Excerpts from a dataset
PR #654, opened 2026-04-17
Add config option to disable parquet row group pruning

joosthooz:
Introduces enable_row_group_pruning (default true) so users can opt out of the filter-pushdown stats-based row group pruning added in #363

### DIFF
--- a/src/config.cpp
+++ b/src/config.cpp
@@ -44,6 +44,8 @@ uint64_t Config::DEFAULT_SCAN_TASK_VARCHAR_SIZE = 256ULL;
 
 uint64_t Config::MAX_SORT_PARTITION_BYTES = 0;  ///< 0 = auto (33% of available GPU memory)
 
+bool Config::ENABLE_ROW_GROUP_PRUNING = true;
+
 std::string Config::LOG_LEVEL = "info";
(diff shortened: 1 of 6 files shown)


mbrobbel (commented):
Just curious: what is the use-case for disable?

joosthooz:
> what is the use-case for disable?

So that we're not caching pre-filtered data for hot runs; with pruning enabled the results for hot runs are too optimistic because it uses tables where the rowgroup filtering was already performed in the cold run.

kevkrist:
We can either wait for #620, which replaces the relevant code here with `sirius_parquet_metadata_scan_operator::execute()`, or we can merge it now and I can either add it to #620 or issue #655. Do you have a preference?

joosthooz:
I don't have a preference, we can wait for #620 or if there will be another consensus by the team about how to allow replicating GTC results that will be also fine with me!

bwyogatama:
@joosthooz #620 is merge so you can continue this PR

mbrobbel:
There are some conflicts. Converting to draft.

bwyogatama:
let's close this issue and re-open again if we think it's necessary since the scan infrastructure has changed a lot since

**The task:** Show all lines in the entries above where the word "disable" appears.

**Exercise result:**
Add config option to disable parquet row group pruning
Just curious: what is the use-case for disable?
> what is the use-case for disable?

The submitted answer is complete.